“First you take a drink, then the drink takes a drink, then the drink takes you.”
—F. Scott Fitzgerald
With the aim to bring together the childhood pastime of summer reading and the adulthood pastime of drinking, here's a roundup of American literature’s best drinkers and where to honor them at local watering holes.
Book: The Garden of Eden
Montrose patio bar Boheme touts a refreshing, tasty mojito available frozen or on the rocks. Not too sweet, not too sharp, it’s perfect for summer sipping, especially when diving into The Garden of Eden, about a young American couple vacationing in the South of France in the 1920s. In the novel, published posthumously, a novelist (of course) and his wife spend time skinny dipping, getting leathery dark tans, getting blackout-drunk and inviting a local girl into their bedroom. By our estimate the plot is about 85 percent autobiographical.
F. Scott Fitzgerald
Book: The Great Gatsby
Drink: Ginned Jubilee
Fitzgerald preferred to drink gin because he thought it was undetectable on his breath. False. Anyway, he was known for crashing parties in his pajamas, jumping in fountains and falling down flights of stairs, so you didn’t have to smell his breath to know he was plastered. In honor of the author, try Anvil’s Ginned Jubilee, which provides a summery kick with blood orange–infused dry gin, lemon and bitter orange Aperol. Enjoy responsibly/stay away from pajamas and fountains.
Book: Big Sur
Drink: “Oak Cross” Scotch Whisky
Bar: Public Services
Kerouac’s true-to-life story takes on both alcoholism and the literary world. Now, not to condone getting hammered on hard liquor to the degree Kerouac would, but we recommend a stiff drink from Public Services. The downtown bar, which used to be the Cotton Exchange Building, comes complete with high ceilings, dark woods and comfy armchairs, perfect for cozying up with an evening read before the crowds settle in on warm summer nights.
Book: As I Lay Dying
Drink: Mint Julep
Faulkner loved to concoct his own mint juleps, especially during typing sessions at his estate in Oxford, Mississippi. If the writer were still alive, he'd surely love the drinks at Julep on Washington. Try the classic recipe with Four Roses and Old Grand Dad 100 bourbons or, for something with a little extra kick, try the Spiced Julep with Jamaican rum, allspice, cinnamon and cloves.

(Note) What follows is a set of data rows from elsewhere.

PR #2530, opened 2024-08-15
feat: preserve manually added connections fields

tjy9206:
Preserve manually added connections fields in the metadata.yaml files when the metadata files are recompiled for whatever the reason (version updates, dependency changes, etc).

Also added test cases to make sure the logic works in multiple conditions.

### DIFF
--- a/cli/bpmetadata/tfconfig.go
+++ b/cli/bpmetadata/tfconfig.go
@@ -395,3 +395,19 @@ func hasTfconfigErrors(diags tfconfig.Diagnostics) error {
 
 	return nil
 }
+
+// MergeExistingConnections merges existing connections from an old BlueprintInterface into a new one,
+// preserving manually authored connections.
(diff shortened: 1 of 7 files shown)


cli/bpmetadata/tfconfig.go
```diff
@@ -395,3 +395,19 @@ func hasTfconfigErrors(diags tfconfig.Diagnostics) error {
 
 	return nil
 }
+
+// MergeExistingConnections merges existing connections from an old BlueprintInterface into a new one,
+// preserving manually authored connections.
+func MergeExistingConnections(newInterfaces, existingInterfaces *BlueprintInterface) {
```
bharathkkb, line 401: nit: since this is not used outside of this package, lets keep it unexported
```suggestion
func mergeExistingConnections(newInterfaces, existingInterfaces *BlueprintInterface) {
```

bharathkkb (approved):
Thanks for the PR @tjy9206

PR #2591, opened 2024-09-12
feat: sort the variables in the same order from input variables.tf file.

qz267:
Use hclparse to read order of variables from [variables.tf](http://variables.tf/). Sort the metadata.yaml with variables in this obtained order.


q2w:
@qz267 LGTM! Can we add a test scenario for this!

q2w (approved):

cli/bpmetadata/tfconfig.go
```diff
@@ -235,13 +244,38 @@ func getBlueprintInterfaces(configPath string) (*BlueprintInterface, error) {
...
+	for i, block := range variableContent.Blocks {
+		// We only care about variable blocks.
+		if block.Type != "variable" {
+			continue
+		}
+		// We expect a single label which is the variable name.
+		if len(block.Labels) != 1 {
+			Log.Info("Variable block has no name: %v", block)
+		}
+		variableOrderKeys[block.Labels[0]] = i
```
q2w, line 266: Could length of block.Labels be 0? It would be an issue with block.Labels[0] access.

qz267: Above lines checked the `block.Labels` length, let me add `continue` for empty `Lables`.

qz267: Done

cli/bpmetadata/tfconfig.go
```diff
@@ -235,13 +244,38 @@ func getBlueprintInterfaces(configPath string) (*BlueprintInterface, error) {
 		variables = append(variables, v)
 	}
 
+	p := hclparse.NewParser()
```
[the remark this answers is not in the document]
qz267: Done

cli/bpmetadata/tfconfig.go
```diff
@@ -235,13 +244,38 @@ func getBlueprintInterfaces(configPath string) (*BlueprintInterface, error) {
...
+	variableFile, hclDiags := p.ParseHCLFile(filepath.Join(configPath, "variables.tf"))
+	if hclDiags.HasErrors() {
+		Log.Info("Failed to parse HCL: ", "diags: ", hclDiags)
+	}
+	variableContent, _, hclDiags := variableFile.Body.PartialContent(variableSchema)
```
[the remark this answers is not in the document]
qz267: How about calling `log.Error()` instead? Or do you have any suggestions?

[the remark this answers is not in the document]
bharathkkb: My recommendation would be to propagate the error from this function (change signature to (map[string]int, error) and only sort if no error, otherwise log and continue so we degrade gracefully. IRL if this throws an error, we would not reach here as it will likely be caught earlier in tfconfig.LoadModule.

cli/bpmetadata/tfconfig.go
```diff
@@ -256,6 +269,34 @@ func getBlueprintInterfaces(configPath string) (*BlueprintInterface, error) {
...
+		}
+		// We expect a single label which is the variable name.
+		if len(block.Labels) != 1 {
+			Log.Info("Variable block has no name: %v", block)
+			continue
+		}
+		variableOrderKeys[block.Labels[0]] = i
+
+	}
+	Log.Info("Found variables in order: ", "variableOrderKeys: ", variableOrderKeys)
```
bharathkkb, line 296: Let's remove this, I had it just for debugging in the internal poc

cli/bpmetadata/tfconfig_test.go
```diff
@@ -368,3 +368,28 @@ func TestTFIncompleteProviderVersions(t *testing.T) {
...
 	}
 }
+
+func TestTFVariableSortOrder(t *testing.T) {
+	tests := []struct {
+		name         string
+		configPath   string
+		expectOrders map[string]int
+	}{
+		{
```
bharathkkb, line 378: Could we add a few more cases with no outputs and invalid output block declaration?

bharathkkb (approved):
Thanks for the PR! Some minor suggestions

cli/bpmetadata/tfconfig_test.go
qz267: Done

cli/bpmetadata/tfconfig.go
qz267: Done

qz267:
https://github.com/GoogleCloudPlatform/cloud-foundation-toolkit/pull/2591#discussion_r1759564728
This is addressed, now the get order function will return `err` to represent any exceptions during the process, and the `getInterfaces` function will gracefully fall back to sort the variables by name if failed to get the original user input orders.

cli/bpmetadata/tfconfig_test.go
```diff
@@ -368,3 +368,48 @@ func TestTFIncompleteProviderVersions(t *testing.T) {
...
+			configPath: "sample-module",
+			expectOrders: map[string]int{
+				"description": 1,
+				"project_id":  0,
+				"regional":    2,
+			},
+			expectError: false,
+		},
+		{
+			name:         "Empty vairable name should create nil order",
```
bharathkkb, line 390:
```suggestion
			name:         "Empty variable name should create nil order",
```

cli/bpmetadata/tfconfig_test.go
```diff
@@ -368,3 +368,48 @@ func TestTFIncompleteProviderVersions(t *testing.T) {
...
+			configPath:   "empty-module",
+			expectOrders: map[string]int{},
+			expectError:  true,
+		},
+		{
+			name:         "No vairable name should create nil order",
```
bharathkkb, line 396:
```suggestion
			name:         "No variable name should create nil order",
```

bharathkkb (approved):

PR #2602, opened 2024-09-18
feat: Add a command to automatically generate type info for output in metadata file

tjy9206:
Add --generate-output-type command to CFT blueprint metadata cli to add output type information to the generated metadata.yaml file.

An example of the auto generated output types can be found in https://github.com/terraform-google-modules/terraform-google-cloud-storage/compare/master...tjy9206:terraform-google-cloud-storage:master.


cli/bpmetadata/cmd.go
```diff
@@ -148,6 +157,21 @@ func generateMetadataForBpPath(bpPath string) error {
...
+		}
+
+		// Update the bpMetadata with the extracted output types
+		for i, output := range bpMetaObj.Spec.Interfaces.Outputs {
+			if outputType, ok := outputTypes[output.Name]; ok {
+				bpMetaObj.Spec.Interfaces.Outputs[i].Type = outputType
+			}
+		}
+	}
+
```
bharathkkb, line 174: Could we keep this in getBlueprintInterfaces which is where the other input/output related logic exists? This will also allow us to test this https://github.com/GoogleCloudPlatform/cloud-foundation-toolkit/blob/17331bbd4633f0f56fc07b67700542f8df43521f/cli/bpmetadata/tfconfig_test.go

cli/bpmetadata/parser/state_parser_test.go
```diff
@@ -0,0 +1,180 @@
...
+            {
+              "bar": "string",
+              "id": "string"
+            }
+          ],
+          "number": "number"
+        }
+      ]
+    },
+    "list": {
```
q2w, line 83: nit: let's not use the type as output variable name! 
```suggestion
    "list_output": {
```

cli/bpmetadata/parser/state_parser_test.go
```diff
@@ -0,0 +1,180 @@
...
+      ],
+      "type": [
+        "tuple",
+        [
+          "string",
+          "string"
+        ]
+      ]
+    },
+    "map": {
```
q2w, line 96:
```suggestion
    "map_output": {
```

cli/bpmetadata/parser/state_parser.go
```diff
@@ -0,0 +1,90 @@
...
+		}
+		outputTypeMap[name] = pbValue
+	}
+
+	return outputTypeMap, nil
+}
+
+func convertOutputTypeToStructpb(output *tfjson.StateOutput) (*structpb.Value, error) {
+	// Handle nil values explicitly
+	if output.Value == nil {
```
q2w, line 64: Could there be scenarios where Value might be Nil but Type is present?

cli/bpmetadata/parser/state_parser.go
```diff
@@ -0,0 +1,90 @@
...
+		return structpb.NewNullValue(), nil
+	}
+
+	// Handle cases where output.Type is NilType
+	if output.Type == cty.NilType {
```
q2w, line 69: Since we are generating output type for the blueprint, having NilType for an output variable doesn't provide any value? Why do we have a output variable with NilType?

cli/bpmetadata/parser/state_parser_test.go
```diff
@@ -0,0 +1,180 @@
...
+        }
+      ]
+    },
+    "list": {
+      "value": [
+        "foo",
+        "bar"
+      ],
+      "type": [
+        "tuple",
```
q2w, line 89: Since we use list type for input variables, can we have same for output variables too?

cli/bpmetadata/parser/state_parser.go
```diff
@@ -0,0 +1,90 @@
...
+
+	// Remove the top-level "outputs" field
+	delete(rawState, "outputs")
+
+	// Now marshal the updated map back to JSON
+	updatedStateData, err := json.MarshalIndent(rawState, "", "  ")
+	if err != nil {
+		return nil, fmt.Errorf("failed to marshal updated state data: %w", err)
+	}
+
```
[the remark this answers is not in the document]
tjy9206: There are two major reasons for the preprocessing:
1. if `format_version` key is not in the generated tfstate the marshal will fail;
2. the generated tfstate has this `outputs` field, but in tfjson.State struct it has an extra layer around outputs called "values": https://github.com/hashicorp/terraform-json/blob/main/state.go#L37

These were actually the major blockers while I was implementing the feature, thus we need this preprocessing. I can extract the functionality to a preprocessing function and add comments for the rationale if you think that is necessary.

cli/bpmetadata/cmd.go
```diff
@@ -180,6 +204,43 @@ func generateMetadataForBpPath(bpPath string) error {
...
 }
 
+// Extract output types from terraform.tfstate
+func extractOutputTypesFromState(bpPath string) (map[string]*structpb.Value, error) {
+	outputTypes := make(map[string]*structpb.Value)
+
+	// Construct the path to the test/setup directory
+	tfDir := filepath.Join(bpPath)
+
+	// testing.T chekcs verbose flag to determine it's mode. Add this line as a flags initializer
```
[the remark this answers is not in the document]
tjy9206: Good catch!

cli/bpmetadata/parser/state_parser.go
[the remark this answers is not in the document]
bharathkkb: Hmm does that mismatch still exist if you do a `terraform show -json` and use the json output from there rather than reading the statefile from disk?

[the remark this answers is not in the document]
tjy9206: Yes the result from `terraform show -json` after running `terraform apply` does have the `outputs` wrapped in `values`.

Do you have a recommended way to do this in tft? Do I need to create a function similar to `tft.Test()` and wrap that command in as well?

cli/bpmetadata/cmd.go
tjy9206: Make sense to me. Made the changes and added tests in [this commit](https://github.com/GoogleCloudPlatform/cloud-foundation-toolkit/pull/2602/commits/7dbdcb144b42d9eaae23296247605261a1850e07)

cli/bpmetadata/parser/state_parser_test.go
tjy9206: Good catch!

cli/bpmetadata/parser/state_parser.go
tjy9206: I don't think this is a valid case since `tfjson.StateOutput` only have three fields - `Sensitive`, `Value` and `Type`, thus if `Value` is `nil` then the output should not exist. @bharathkkb to confirm.

cli/bpmetadata/parser/state_parser.go
tjy9206: I don't think this is a valid case either. Just added this for robustness of the code. If this is indeed not a case I can either remove this or not set the type in `bpInterface`. @bharathkkb WDYT?

cli/bpmetadata/parser/state_parser_test.go
tjy9206: Yeah it's weird but it's probably just how Terraform represents list in `.tfstate` files. For example the `urls_list` in GCS config is represented as below:

```
    "urls_list": {
      "value": [
        "gs://jieyutian-test-bucket-7"
      ],
      "type": [
        "tuple",
        [
          "string"
        ]
      ]
    }
```

Does it make sense to you?

q2w: @tjy9206 Ohkay! I am wondering if can we transform `tuple` to `list` ourselves before writing metadata. Terraform might be representing list as tuple in .tfstate because the size of list output would be fixed as the deployment has already happened. But we are adding type to metadata and before deployment there is no way of definitely knowing the size of the list output. @bharathkkb WDYT?

tjy9206: It will be tricky though since we probably don't know ahead of time whether it should be a tuple of, say, two strings (key-value pair for example) or a list of strings. I would propose we keep the output generated by Terraform and have a separate post-processing. WDYT?

cli/bpmetadata/parser/state_parser.go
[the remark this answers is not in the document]
bharathkkb: @tjy9206 You can use [1] to grab output of show. Something like `terraform.Show(t, root.GetTFOptions())` should work

[1] https://pkg.go.dev/github.com/gruntwork-io/terratest@v0.47.1/modules/terraform#Show

cli/bpmetadata/parser/state_parser.go
bharathkkb: Yeah I believe something like
```
output "test1" {
  value = null
}
``` 
will cause value to be omitted entirely rather than having null in output.

cli/bpmetadata/parser/state_parser.go
bharathkkb: This is also not a valid case AFAIK but we can keep it here as a check.

cli/bpmetadata/parser/state_parser_test.go
bharathkkb: I discussed this with @q2w today and we agreed to keep as is for now (without any post processing)

bharathkkb:
@tjy9206 Overall LGTM, just that one request to switch to using TF show so we can avoid the preprocessing workaround.

cli/bpmetadata/parser/state_parser.go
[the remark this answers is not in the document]
tjy9206: Thanks for the reference! Modified accordingly.

bharathkkb (approved):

Book: The Heart Is a Lonely Hunter
Drink: Coffee and Beer
Bar: The Honeymoon
McCullers kept everything within arm’s reach including her notes, typewriter, coffee, cigs, morning beer and other alcoholic beverages. Eesh, her room must have been a pit. Between writing sessions, she was known to mix brandy with coffee then get back to work after an ice cold beer. McCullers fans can head downtown to the charming The Honeymoon, which offers both espresso drinks and a full list of beer and cocktails.